Foreign subsidies make sugar the world’s most distorted commodity market.
In fact, current world-market sugar prices are below production costs for 90% of the world’s producers, meaning growers in Brazil, India, Thailand and elsewhere would lose money on every trade if not for government handouts.
These subsidies and the resulting artificially-depressed nature of the global market are exactly why America has a no-cost sugar policy, which smooths out market volatility and operates on loans repaid with interest rather than subsidy checks.
Now, agricultural critics are looking to cut U.S. sugar farmers out of the Farm Bill, effectively leaving them vulnerable to a new slew of foreign trade abuses and falling prices.
The Wall Street Journal reported this week on current market conditions that would likely bankrupt many U.S. producers if not for the Farm Bill.
“For sugar, there’s no sweet ending in sight after a long period of declining prices,” it wrote. “And analysts forecast another surplus next season, which begins in October, suggesting a recovery in sugar prices is a long way off.”
Analysts told Reuters that subsidized overproduction in Europe, India and Thailand have led to the glut, which may not start to correct itself until 2020.
And as global sugar prices have reached three-year lows, America’s competitors are scrambling for help. How have their governments handled it? With more price-suppressing subsidies, of course.
European sugar farmers just saw new subsidy checks kick in, with annual payments of $665 million expected by 2019. Even with the aid of taxpayer dollars, European news outlets are reporting, “EU sugar companies struggle to survive as prices plunge.”
The moves are not surprising. As Reuters explained in an article about Indian subsidies, “The government is keen to placate India’s 50 million cane growers, who make up an influential political lobby, especially with national elections barely a year away in May 2019.”
America has a lot of farm families affected by low prices, too. In fact, sugar prices in America are lower today than in 1980.
But rather than supplying them with the tools needed to weather the current economic storm, some lawmakers and candy company lobbyists are looking to bankrupt them with a new proposal designed to flood the U.S. market with even more subsidized imports.
One farmer who has made a trip to DC to defend his way of life summed up the situation well.

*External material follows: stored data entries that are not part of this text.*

PR #444, opened 2019-12-11
make sure SCALA_SOURCES set properly in standalone mode

zhemao:
This redundancy with the chipyard makefrag is kind of annoying, but I don't really see a better way of doing this.

### DIFF
--- a/sim/src/main/makefrag/firesim/Makefrag
+++ b/sim/src/main/makefrag/firesim/Makefrag
@@ -34,6 +34,10 @@ common_chisel_args = $(patsubst $(base_dir)/%,%,$(GENERATED_DIR)) $(DESIGN_PACKA
 
 ifdef FIRESIM_STANDALONE
 	firesim_sbt_project := {file:${chipyard_dir}}firechip
+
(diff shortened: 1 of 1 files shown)


sim/src/main/makefrag/firesim/Makefrag
```diff
@@ -34,6 +34,10 @@ common_chisel_args = $(patsubst $(base_dir)/%,%,$(GENERATED_DIR)) $(DESIGN_PACKA
 
 ifdef FIRESIM_STANDALONE
 	firesim_sbt_project := {file:${firesim_base_dir}/target-rtl/chipyard/}firechip
+
+	lookup_scala_srcs = $(shell find -L $(1)/ -name target -prune -o -iname "*.scala" -print 2> /dev/null)
```
davidbiancolin: So there's no way to reuse this from Chipyard?

zhemao: Not easily. I guess we could make a separate makefrag in Chipyard that we can source without worrying about polluting environment variables.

“We’ve grown sugar in Louisiana for more than 250 years. And if we didn’t raise sugar, the only thing we’d grow around here is the unemployment line,” explained Pete DuFresne of Paulina, Louisiana. “It’s sad that some people want to end that history and outsource U.S. sugar production to subsidized foreign industries that use child labor and don’t care about the environment.”
Yes it is, Pete. But apparently some folks want to punish hardworking U.S. farmers by rewarding foreign cheaters.